■ **Exercise description**: Within the lines below, find those that hold the string "could" and copy each one.

■ **Information provided**:
PR #508, opened 2023-05-11
Fixed issues with MP calculations using both NRC and NASEM

tomhuhh:
Issue with NASEM: A conversion in the metabolizable protein calculation was incorrectly applied. Specifically, we should divide the milk_true_protein value by 100 instead of the net proteins because that value is a percentage. That issue resulted in underestimation of MP using NASEM in RuFaS.

Issue with NRC: The equation for MPm (MP for maintenance) is incomplete. It is missing the dry matter intake and metabolizable bacterial protein part.

### DIFF
--- a/RUFAS/routines/animal/ration/animal_requirements.py
+++ b/RUFAS/routines/animal/ration/animal_requirements.py
@@ -588,7 +588,7 @@ def calculate_NASEM_energy_lactation_requirements(animal_type: str, milk_fat: fl
 def calculate_NRC_protein_requirements(body_weight: float, conceptus_weight: float, day_of_pregnancy: Optional[int],
                                        animal_type: str, milk_production: float, milk_true_protein: float,
                                        calf_birth_weight: float, net_energy_growth: float, average_daily_gain: float,
-                                       equivalent_shrunk_body_weight: float) -> float:
+                                       equivalent_shrunk_body_weight: float, dry_matter_intake_estimate: float) -> float:
     """ Protein requirement for maintenance according to NRC (2001).
 
     Calculates the estimated total metabolizable protein requirement (MP) in kilograms per day
@@ -639,8 +639,13 @@ def calculate_NRC_protein_requirements(body_weight: float, conceptus_weight: flo
     # Metabolizable protein requirement for maintenance (g)
     # (note this is not the full calculation, which will be completed within the
     # non-linear program)
+    TDN_estimate = 0.7 #communication with Dr. Edward Garcia
+    MP_bactria_estimate = dry_matter_intake_estimate * 1000 * TDN_estimate * 0.13 #communication with Dr. Edward Garcia
+
     MPm = 0.3 * (body_weight - conceptus_weight) ** 0.6 + \
-        4.1 * (body_weight - conceptus_weight) ** 0.5
+        4.1 * (body_weight - conceptus_weight) ** 0.5 + \
+        (dry_matter_intake_estimate * 1000 * 0.03 - 0.5 * (MP_bactria_estimate / 0.68 - MP_bactria_estimate)) + \
+        0.4 * 11.8 * dry_matter_intake_estimate / 0.67
     # Growth Requirement
     # ---------------------
     # [A.Cow.B.2]-[A.Heifer.B.2]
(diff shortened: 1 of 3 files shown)


RUFAS/routines/animal/ration/animal_requirements.py
```diff
@@ -639,8 +639,13 @@ def calculate_NRC_protein_requirements(body_weight: float, conceptus_weight: flo
     # Metabolizable protein requirement for maintenance (g)
     # (note this is not the full calculation, which will be completed within the
     # non-linear program)
+    TDN_estimate = 0.7 #communication with Dr. Edward Garcia
```
Ed731551: This value is a general assumption indicating a feed with 70% total digestible nutrients (TDN) just to give an initial input for allowing subsequent NRC calculations for metabolizable protein with the actual diet formulated based on nutritional requirements.

Ed731551 (approved):

RUFAS/routines/animal/ration/animal_requirements.py
```diff
@@ -743,11 +748,11 @@ def calculate_NASEM_protein_requirements(lactating: bool, body_weight: float, fr
     NPMFP = CPMFP*0.73
     NPGrowth = frame_weight_gain*0.11*0.86
     NPGest = gravid_uterine_weight_gain * 125
-    NPMilk = milk_true_protein*milk_production*1000
+    NPMilk = (milk_true_protein / 100) * milk_production * 1000
```
JoeWaddell: Here and elsewhere, let's use the `GeneralConstants` class from `general_constants.py`, since it includes things like `GRAMS_TO_KG`

The docstring in the file specifies that it's for the manure treatment module, but I think it's best to use these functions where possible for code clarity

RUFAS/routines/animal/ration/animal_requirements.py
JoeWaddell: Is this value worth putting in the `animal_module_constants.py` file (and associated `AnimalModuleConstants` class? Or should this be a TODO to calculate TDN from the previous rations, when formulated (using this as a placeholder value for the first formulation?)

RUFAS/routines/animal/ration/animal_requirements.py
```diff
@@ -743,11 +748,11 @@ def calculate_NASEM_protein_requirements(lactating: bool, body_weight: float, fr
...
     TargetEffMP = 0.69
     if lactating:
-        metabolizable_protein_requirement = (((NPscurf + NPMFP + NPMilk + NPGrowth) /
-                                              TargetEffMP) + (NPGest/0.33) + NPEndUrin)/100  # final div/100 is correcting the units g/kg
+        metabolizable_protein_requirement = ((NPscurf + NPMFP + NPMilk + NPGrowth) /
```
JoeWaddell, line 779: I think it would be helpful to have these abbreviations in the notes section (or elsewhere) in the docstring: at least to note that NP = Net Protein, but the others like `TargetEffMP` are a little arcane still. It's legacy code, but since we're updating this method already, it shouldn't be much extra work.

RUFAS/routines/animal/ration/animal_requirements.py
tomhuhh: Sounds good Joe! I will update these constants all together as soon as I finish the review.

RUFAS/routines/animal/ration/animal_requirements.py
tomhuhh: Thanks Joe and Edward! You are corret. This constant value of 0.7 is used as a placeholder value for the first formulation because this information comes from the diet.

RUFAS/routines/animal/ration/animal_requirements.py
tomhuhh: Thanks Joe! I have the docstring updated.

tomhuhh:
TODO: Update the unit test for NASEM DMI calculations.

KFosterReed (approved):
This looks good to me! The updates definitely change the composition of the rations formulated which is fantastic. Well done Haowen

JoeWaddell (approved):
Looks great! Nice job adding in the extra details about the abbreviations, that should be a big help moving forward and keeping the code succinct but still legible to non-SMEs.

PR #509, opened 2023-05-12
Implement irrigation system in `Field` module

### LINKED ISSUE #326: Combine all water operations into a single Field-level module
# Problem
Currently there are many different submodules within `Soil` and `Crop` (`Evapotranspiration` in `Soil`, `WaterDynamics` in `Crop`) that handle water operations for the `Field`. This is problematic because the processes in these submodules are interdependent, and having them in separate modules makes them difficult to coordinate and maintain. 

# Solution
Create a single, unified submodule within `Field` that coordinates and executes all water operation.

# Steps
- [x] Create a simplified way to irrigate a field. It will have the following input characteristics
    - `irrigation_amount` - an amount to irrigate the field with when irrigation happens.
    - `irrigation_interval` - the number of days to wait to irrigate again.
    - `rainfall_irrigation_threshold` - an amount of rainfall that will reset the days since irrigation counter.
  There will also be the following attributes to support irrigation
   - `days_since_irrigation` - counter for the number of days since irrigation occurred. When this counter reaches `irrigation_interval` or the rainfall on a day is >= `rainfall_irrigation_threshold`, this counter is reset. Also when the `irrigation_interval` is reached, the field will be irrigated.
   - `annual_irrigation_water_use_total` - total amount of water used for field irrigation in a year. Will be reset on a yearly basis.
- [ ] Finalize the daily update operations for `Crop` and `Soil` objects.
- [ ] Put irrigation methods, daily `Crop` update calls, and daily `Soil` water update calls into single `Field` level method (`cycle_water()`) 

Related Issues: #316, #450

Isgotkowitz:
# Summary
This PR implements a rudimentary method for irrigating fields. Each field needs two parameters to execute irrigation: an amount of water that the field should be watered with over a certain number of days. By not providing at least one of these variables, the user specifies that they wish for no irrigation to occur. When rainfall occurs, it counts as irrigation and reduces the amount of water that must be pulled from farm resources for that irrigation interval. Irrigation is only applied to a field when there is at least one crop planted in it that is not in dormancy.

# Main Changes
- `field_data.py`:
  - Has a number of irrigation variables.
  - `post_init` will initialize all irrigation variables based on the two user-specified ones (is tested in `test_field.py`)
  - `convert_liters_to_millimeters()` has been added as a `@staticmethod` (is tested in `test_field.py`)
- `field.py`
  - Method `_determine_watering_amount()` has been added and is the driver of irrigation in this module (is tested in `test_field.py`)
  - `cycle_water()` in `field.py` now checks if there is a non-dormant crop planted in the field, and if so executes the irrigation routine.

# Beyond V1
There are a number of different ways that irrigation in RuFaS could be enhanced. 
1) Adding an option to execute irrigation based on crop's water deficit.
    - This seems like a very unrealistic scenario to me, but SWAT has this option so it may be useful to have.
2) Adding crop-specific irrigation configuration options.
    - Some crops are thirstier than others, so adding a way to define irrigation routines based on the crop would like be more representative of how a farmer operates.
3) Adding time-based irrigation configuration options.
    - At some point in a crop's life cycle, it may be more vulnerable to water deficits than at other times. So it would be helpful to specify that when a crop has been in the ground for a certain number of days, or has reached a certain level of growth, the irrigation routine shoul change.
4) Adding alternate irrigation methods to RuFaS.
    - I am not 100%, but I believe the current irrigation implementation on simulates water being sprayed down on the field (which is why it gets treated the same as rain). But there are many other options for irrigation, including things like drip tape.


SC_redesign/Crop_and_Soil/tests_SC/field_tests/test_field.py
```diff
@@ -77,7 +81,7 @@ def test_add_crop():
         field.add_crop(crop)
         assert type(field.crops[i]) is Crop
     for crop in field.crops:
-        assert crop.data.field_proportion == 1/5
+        assert crop.data.field_proportion == 1 / 5
```
Isgotkowitz: The extra spaces were added here automatically by PyCharm `Reformat file` feature

morrowcj (approved):
Looks great. nice work.

ltp23 (approved):
The PR looks great to me! Thanks Ed. 

I like the use of the CurrentWeather class. It is short, simple, and to the point. 

The name Dormancy, though, is a little unusual for a class name.

PR #688, opened 2023-07-25
Updating storage ammonia emission

ltp23:
This PR improves on the current implementation of ammonia calculations for slurry storage classes by adding more thorough documentation, error handling, and reorganizing helper functions and constants. Unit tests were also updated accordingly.


RUFAS/routines/manure/constants/gas_emission_constants.py
```diff
@@ -91,3 +91,18 @@ class GasEmissionConstants:
...
+    """Housing specific constant for solid and semi-solid manure (s/m)."""
+
+    SLURRY_MANURE_HSC = 19.0
+    """Housing specific constant for slurry manure (s/m)."""
+
+    LIQUID_MANURE_HSC = 4.1
+    """Housing specific constant for liquid manure (s/m)."""
+
+    SOLID_MANURE_THRESHOLD = 8.0
+    """Dry matter threshold for classifying solid and semi-solid manure."""
```
ew3361zh, line 105: Is there a unit on this? Maybe add (unitless) if not.

RUFAS/routines/manure/constants/gas_emission_constants.py
```diff
@@ -91,3 +91,18 @@ class GasEmissionConstants:
...
+
+    SLURRY_MANURE_THRESHOLD = 5.0
+    """Dry matter threshold for classifying slurry manure."""
```
ew3361zh, line 108: Same as for `SOLID_MANURE_THRESHOLD` - add unit or add (unitless) if no unit.

ew3361zh (approved):
Looks good, Loi!

RUFAS/routines/manure/gas_emissions/gas_emissions.py
```diff
@@ -590,6 +590,200 @@ def calc_housing_ammonia_emission(cls, num_animals: int, barn_area_per_animal: f
...
+        """
+        Calculate storage ammonia emissions for manure treatments.
+
+        Notes
+        -----
+        The equation used to calculate storage ammonia emission is:
+
+        .. math::
+
+            E_{NH_3} = total\\_storage\\_area \\cdot \\frac{TAN \\cdot c \\cdot \gamma}{r \\cdot M \\cdot Q}
```
JoeWaddell, line 608: What LaTeX viewer do you use? The VSCode popup isn't recognizing this equation, and using some of the online tools (like latexbase.com) it's failing to render properly. 

You can see in this screenshot how it shows up in the VSCode tooltip, where it skips the equation entirely:
image

And here for the wonky formatting in latexbase (which is likely a config error on my end):
image

JoeWaddell (approved):
Looks great, just a comment on how to quickly view LaTeX formatted equations.

RUFAS/routines/manure/constants/gas_emission_constants.py
ltp23: Those thresholds are unitless so I will update the docstrings on that.

RUFAS/routines/manure/gas_emissions/gas_emissions.py
ltp23: Screenshot 2023-07-27 at 9 23 08 AM

Thanks Joe. The latex renderers can be a hit or miss. I think it works ok in pycharm when I hover over it. I still need to check how the sphinx docs look.

PR #690, opened 2023-07-26
Moving outputs of manure module to the same location as animal module's

ltp23:
This PR adds the graphics-producing feature for the manure module and moves all the outputs (csv and graphics files) to the `output` directory, where the animal module outputs are also located. 

Design-wise, before, the manure module output handler was part of the manure manager, but now I decouple them and make the manure manager unaware of the output handler. I added two lines in the simulation engine's `simulate` to run the handler when the simulation loop was finished. Eventually, when new modules for making generic csv and graphics files are more robust, this whole manure module output handler will be phased out.


RUFAS/routines/manure/manure_manager.py
```diff
@@ -88,33 +87,34 @@ def __init__(self,
...
-                value = a list of tuples where each tuple represents a group of daily output objects.
-                    More precisely, each such tuple is of length 5, consisting of a
-                    pen object, a ManureHandlerDailyOutput object, a ReceptionPitDailyOutput object,
-                    a ManureSeparatorDailyOutput object, a ManureTreatmentDailyOutput object,
-                    and another ManureTreatmentDailyOutput object for the anaerobic digestion treatment if it is used.
+        list[dict]
+            A list of dictionaries containing the daily output data for each animal pen.
+            The keys and their associated data types of each dictionary are as follows:
+            {
+                'simulation_day': int,
```
Isgotkowitz, line 105: Will this list of dictionaries span multiple years? If so, it would be good the include the simulation year as well

RUFAS/routines/manure/manure_treatments/base_manure_treatment.py
```diff
@@ -114,27 +124,27 @@ def _initialize_daily_output_during_update(self, manure_treatment_daily_input: L
...
+                    (1 - self.config.total_solids_removal_efficiency_for_treatment)),
+            liquid_manure_total_volatile_solids=(
+                    manure_treatment_daily_input.liquid_manure_total_volatile_solids *
+                    (1 - self.config.volatile_solids_removal_efficiency_for_treatment)),
+            liquid_manure_phosphorus=(
+                    manure_treatment_daily_input.liquid_manure_phosphorus *
+                    (1 - self.config.phosphorus_removal_efficiency_for_treatment)),
+            liquid_manure_potassium=(
+                    manure_treatment_daily_input.liquid_manure_potassium *
+                    (1 - self.config.potassium_removal_efficiency_for_treatment)),
```
Isgotkowitz: I think moving each of these calculations to their own line before the `return` statement would make this code a lot more readable.

RUFAS/routines/manure/output_handler/manure_manager_output_handler.py
```diff
@@ -23,447 +22,698 @@
...
         ----------
         pen : ManureManagerPen
-            A ManureManagementPen object to be processed.
+            The ManureManagerPen object to process.
 
         Returns
         -------
-        Dict[str, List[Any]]
-            A dictionary of important pen attributes that is properly formatted to be converted to dataframe.
+        dict[str, list[Any]]
```
Isgotkowitz, line 110: What is the difference between these type annotations, and also is one of them the team standard? We have been using the capitalized ones, but if the lower case ones should be preferred we can switch over to them.

Isgotkowitz (approved):
LGTM, a few small comments about minor things but I was not able to spot any serious issues due to size and my unfamiliarity with the manure module.

RUFAS/routines/manure/output_handler/manure_manager_output_handler.py
ltp23: Since we are using Python version 3.10+, those type annotations are now supported natively without the need to be imported from somewhere else, hence the lowercase forms. I also like the use of pipe `|` for the Union type because it looks cleaner compared to the `Union` annotation. But overall, it is not necessary to make changes to the existing annotations we have.

RUFAS/routines/manure/manure_treatments/base_manure_treatment.py
ltp23: I will update this.

RUFAS/routines/manure/manure_manager.py
ltp23: I haven't used simulation year anywhere in the manure module, so I don't know how relevant it is. But by the way, how do you get quick access to the simulation year?

varrma (approved):
Looks good Loi !!

PR #693, opened 2023-07-27
CBPB class definition and potassium calculation.

michaelRichards99:
## Overview
This PR creates a manure treatment class for the Compost Bedded Pack Barn (CBPB) manure treatment. 

Additionally, It defines the method to update the potassium content of the bedding-manure mixture. 

### Potassium equation
K<sub>t+1</sub> = K<sub>t</sub> + K<sub>bedding</sub> + K<sub>manure</sub> - K<sub>loss</sub> 

We assume that both K<sub>bedding</sub> and K<sub>loss</sub> are 0 every day of the simulation.


RUFAS/routines/manure/manure_treatments/manure_treatment_types.py
```diff
@@ -9,4 +9,5 @@ class ManureTreatmentType(DefaultEnum):
     ANAEROBIC_DIGESTION = 'anaerobic digestion'
     ANAEROBIC_DIGESTION_AND_LAGOON = 'anaerobic digestion and lagoon'
     ANAEROBIC_DIGESTION_AND_LAGOON_WITH_SPLIT = 'anaerobic digestion and lagoon with split'
+    COMPOST_BEDDED_PACK_BARN = 'cbpb'
```
ltp23: Can you change the value to 'compost bedded pack barn'? Just to keep it consistent with what I will have in the manure_mangement.json.

RUFAS/routines/manure/manure_treatments/manure_treatment_cbpb.py
```diff
@@ -0,0 +1,79 @@
...
+
+        super().__init__(weather, time, manure_treatment_config)
+      
+    def calc_bedding_potassium_content(
+        self,
+        current_manure_bedding_mix_potassium: float,
+        additional_potassium_in_manure: float,
+        additional_potassium_in_bedding: float = 0,
+        potassium_loss: float = 0
+    ) -> float:
```
ltp23: I think this is probably the right place to put it here and later use it in the daily helper function. Can you prefix the name with underscore _ to make it private?

ltp23 (approved):

varrma (approved):

PR #696, opened 2023-07-28
Add corn silage and Triticale

### LINKED ISSUE #692: Add silage corn and triticale/durum wheat to available crop species

matthew7838:
### Summary
This PR aims to complete the V1 requirements to support corn silage and Triticale.

### Changes
- In `crop_data.py`, two children classes of `CropData`, `Triticale`, and `CornSilage` was created and will assign the correct values according to SWAT.
- In `species_data_factory.py`, both classes were added `CropSpecies` to enumerate
- The test was updated to reflect this change.

### Notes
- We use the closest analog data available for triticale which is the Durum Wheat data
- Not sure where to determine this `is_nitrogen_fixer` field, the current value is according to **chatGPT**.

### DIFF
--- a/SC_redesign/Crop_and_Soil/crop/crop_data.py
+++ b/SC_redesign/Crop_and_Soil/crop/crop_data.py
@@ -838,9 +838,41 @@ class Potato(CropData):
 
 @dataclass(kw_only=True)
 class Triticale(CropData):
-    """crop data class with default values for triticale"""
-    # TODO: triticale has unknown parameters, since it is not present in SWAT database.
-    #     Durum wheat is likely the closest analog.
+    """crop data class with default values for triticale
+    Notes
+    -------
+    We use the closest analog data available which is the Durum Wheat data
+    """
+    species: str = "durum_wheat"
+    name: str = "default durum_wheat"
+    plant_code: str = "DWHT"
+    scientific_name: str = "Triticum durum"
+    plant_category: PlantCategory = PlantCategory("cool_annual")
+    is_nitrogen_fixer: bool = False
+
+    minimum_temperature: float = 0.0
+    optimal_temperature: float = 15.0
+
+    max_leaf_area_index: float = 4.0
+    first_heat_fraction_point: float = 0.15
+    first_leaf_fraction_point: float = 0.01
+    second_heat_fraction_point: float = 0.50
+    second_leaf_fraction_point: float = 0.95
+    senescent_heat_fraction: float = 0.90
+
+    light_use_efficiency: float = 30.0
+
+    emergence_nitrogen_fraction: float = 0.0600
+    half_mature_nitrogen_fraction: float = 0.0231
+    mature_nitrogen_fraction: float = 0.0130
+    emergence_phosphorus_fraction: float = 0.0084
+    half_mature_phosphorus_fraction: float = 0.0032
+    mature_phosphorus_fraction: float = 0.0019
+
+    optimal_harvest_index: float = 0.40
+    min_harvest_index: float = 0.20
+    yield_nitrogen_fraction: float = 0.0263
+    yield_phosphorus_fraction: float = 0.0057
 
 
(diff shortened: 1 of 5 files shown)


SC_redesign/Crop_and_Soil/crop/crop_data.py
```diff
@@ -838,6 +838,73 @@ class Potato(CropData):
...
-    """crop data class with default values for triticale"""
-    # TODO: triticale has unknown parameters, since it is not present in SWAT database.
-    #     Durum wheat is likely the closest analog.
+    """crop data class with default values for triticale
+    Notes
+    -------
+    We use the closest analog data available which is the Durum Wheat data
+    """
+    species: str = "durum_wheat"
+    name: str = "default durum_wheat"
```
Isgotkowitz: I think these should be changed to triticale, the current is the more accurate way but it may be confusing if someone specifies triticale to be planted then sees durum wheat recorded in the output.

SC_redesign/Crop_and_Soil/crop/crop_data.py
```diff
@@ -838,6 +838,73 @@ class Potato(CropData):
...
+    half_mature_nitrogen_fraction: float = 0.0177
+    mature_nitrogen_fraction: float = 0.0138
+    emergence_phosphorus_fraction: float = 0.0048
+    half_mature_phosphorus_fraction: float = 0.0018
+    mature_phosphorus_fraction: float = 0.0014
+
+    optimal_harvest_index: float = 0.90
+    min_harvest_index: float = 0.90
+    yield_nitrogen_fraction: float = 0.0140
+    yield_phosphorus_fraction: float = 0.0016
```
Isgotkowitz: This looks perfect, could you move it up to be just beneath the other Corn data class?

SC_redesign/Crop_and_Soil/crop/species_data_factory.py
```diff
@@ -19,7 +19,8 @@ class CropSpecies(Enum):
     SOYBEAN = "soybean"
     SUGAR_BEET = "sugar_beet"
     POTATO = "potato"
-    TRITICALE = "triticale"
+    TRITICALE = "durum_wheat"
+    CornSilage = "corn_silage"
```
Isgotkowitz:
```suggestion
    CORN_SILAGE = "corn_silage"
```

Isgotkowitz (approved):
Nice job Matthew, only a few comments on naming and ordering.

SC_redesign/Crop_and_Soil/crop/species_data_factory.py
```diff
@@ -19,7 +19,8 @@ class CropSpecies(Enum):
     SOYBEAN = "soybean"
     SUGAR_BEET = "sugar_beet"
     POTATO = "potato"
-    TRITICALE = "triticale"
+    TRITICALE = "durum_wheat"
```
ew3361zh: I think similar to what Ed said in the crop_data file, it's a little confusing to have triticale and durum_wheat be conflated like this. I understand the data you have is for the durum wheat but it seems like acknowledging that somewhere and then keeping triticale as triticale throughout would be clearer.

ew3361zh: But obviously do what makes sense for the C&S team as I haven't been privy to most of those conversations.

ew3361zh (approved):
Looks good. Just a note of confusion from my end on the conflation of durum_wheat and triticale. I think the note in the docstrings is enough to explain the data being used is durum wheat data as a close analog but I don't know if I'd change the name of species from triticale in the code.

SC_redesign/Crop_and_Soil/crop/species_data_factory.py
matthew7838: Thanks, Niko, I have followed Ed's suggestions which should help with the confusion.

PR #701, opened 2023-07-28
Om CSV filtering with OM's regex filters

michaelRichards99:
In this task, we are integrating the output manager's filtering capabilities to allow the users to select which variables they want in the CSV output.

Regex filtering already exists in the output manager. We should investigate if that infrastructure can be reused for this task. If not, we can re-use as much of it as we can to add this functionality.

Filter patterns for `json` and `csv` output are distinct. The users will be able to specify which patters apply to which format. This is achieved by having 1 distinct files for json and csv filters. Any file starting with `json_` will be interpreted as having regex patterns for json output. Any file starting with `csv_` will interpreted as having regex patterns for csv output.

This builds off of the previous output manager csv pr #681 .


RUFAS/output_manager.py
```diff
@@ -546,33 +561,44 @@ def save_variables(self, save_path: str, dir_path: str,
...
-            file_path = os.path.join(save_path, self._generate_file_name(f"saved_variables_{filter_file}", "json"))
-            self._dict_to_file_json(filtered_pool, file_path)
+            if filter_file.startswith("json_"):
+                if exclude_info_maps:
+                    filtered_pool = self._exclude_info_maps(filtered_pool)
+                file_path = os.path.join(save_path, self._generate_file_name(f"saved_variables_{filter_file}", "json"))
+                self._dict_to_file_json(filtered_pool, file_path)
+            elif filter_file.startswith("csv_"):
+                self._save_variables_to_csv_files(
+                    filtered_pool, str(Path(save_path) / "CSVs" / "om" / "variables"), exclude_info_maps
```
PooyaHekmati: This is not consistent. Info map exclusion is handled differently for csv and json. For JSON exclusion happens here, where as for csv it is handled in the downstream function. Can you make it consistent by either handling both here or handling both in the downstream function?

RUFAS/output_manager.py
```diff
@@ -328,7 +329,21 @@ def _dict_to_csv_column_list(self, data_dict: Dict[str, List[Any]], mandatory_fi
...
-            column_list.append((field, pd.Series(data_dict[field], dtype=object)))
+            data_list = data_dict[field]
+            if data_list and isinstance(data_list[0], dict):
+                csv_column_lists: Dict[str, List[Any]] = {}
+                for nested_dictionary in data_list:
+                    for subkey, value in nested_dictionary.items():
+                        if subkey in csv_column_lists:
+                            csv_column_lists[subkey].append(value)
+                        else:
+                            csv_column_lists[subkey] = [value]
```
PooyaHekmati: can you explain what is happening here?

PooyaHekmati (changes requested):

RUFAS/output_manager.py

RUFAS/output_manager.py
michaelRichards99: This is how we go from a list of dictionaries to a single dictionary.

```json
[
  {
     "subkey1": 1,
     "subkey2": "Hello",
     "subkey3": [1, 2, 3],
      },
      {
      "subkey1": 2,
      "subkey2": "Hi",
      "subkey3": [4, 5, 6],
       }
]
```
becomes

```json
{
   "subkey1": [1,2],
   "subkey2": ["hello", "hi"],
   "subkey3": [1, 2, 3, 4, 5, 6],
}
```

Looping over an array of dictionaries, on the first iteration, we haven't seen the key yet so we need to initialize a list.

In the newest commit, rather than having this branch inside the loop, I've created the dictionary with all the keys and empty lists before the loop.

RUFAS/output_manager.py
```diff
@@ -359,10 +366,8 @@ def _dict_to_file_csv(self, data_dict: Dict[str, Any], path: str, exclude_info_m
         if len(data_dict) == 0:
             return
```
ew3361zh, line 368: Apologies that this is not the focus of the PR but what do you think about adding a log/warning if the data_dict is empty? I think it could be helpful since there will be a log about trying to save to the path but if the length is zero it just returns with no further info to the user on what happened and why the csv wasn't saved.

ew3361zh (approved):
LGTM. I previously reviewed and approved #681 which looks like it's incorporated here. Not sure if it's important to merge them separately to have the distinct file histories/comments conversations.

ew3361zh:
Also curious if you could explain why it's important to have distinct csv and json filter files? Is it just for saved variables file naming purposes?

RUFAS/output_manager.py
michaelRichards99: Is an empty `data_dict` possible? If it's not possible, then I think it'll be good to add a log here. If it's possible that the simulation results in an empty variable in the variable pool, then I think it'll be better to move the log about trying to save to the path after this check.

michaelRichards99:
> Also curious if you could explain why it's important to have distinct csv and json filter files? Is it just for saved variables file naming purposes?

In discussions with @PooyaHekmati , we decided to offer the ability for users to be able to distinguish their filter patterns based on the output type. This gives the user more fine-grained control of the outputs.

RUFAS/output_manager.py
ew3361zh: It's definitely possible to have an empty info_map. I think it's also possible to have an empty values section. I think regardless of the first log statement, if we have a check on the len of the data_dict being zero, it seems like valuable information to log/warn the user about. Maybe this isn't the most appropriate place for that check and warning to be done but it triggered this question because you had the return statement there.

ew3361zh:
> > Also curious if you could explain why it's important to have distinct csv and json filter files? Is it just for saved variables file naming purposes?
> 
> In discussions with @PooyaHekmati , we decided to offer the ability for users to be able to distinguish their filter patterns based on the output type. This gives the user more fine-grained control of the outputs.

That makes sense. I guess it's easier and saves space to have more (and more precise) filter flies than it is to have OM go through every filter file to create both a csv and json file each time. Thank you!

RUFAS/output_manager.py
michaelRichards99: Thank you for the feedback, Niko. I agree with you here, more logging information is never a bad thing. I'll add a log here.

PooyaHekmati (approved):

■ **Answer to the exercise**:
There are a number of different ways that irrigation in RuFaS could be enhanced. 
Isgotkowitz: This looks perfect, could you move it up to be just beneath the other Corn data class?
ew3361zh, line 368: Apologies that this is not the focus of the PR but what do you think about adding a log/warning if the data_dict is empty? I think it could be helpful since there will be a log about trying to save to the path but if the length is zero it just returns with no further info to the user on what happened and why the csv wasn't saved.
Also curious if you could explain why it's important to have distinct csv and json filter files? Is it just for saved variables file naming purposes?
> Also curious if you could explain why it's important to have distinct csv and json filter files? Is it just for saved variables file naming purposes?
> > Also curious if you could explain why it's important to have distinct csv and json filter files? Is it just for saved variables file naming purposes?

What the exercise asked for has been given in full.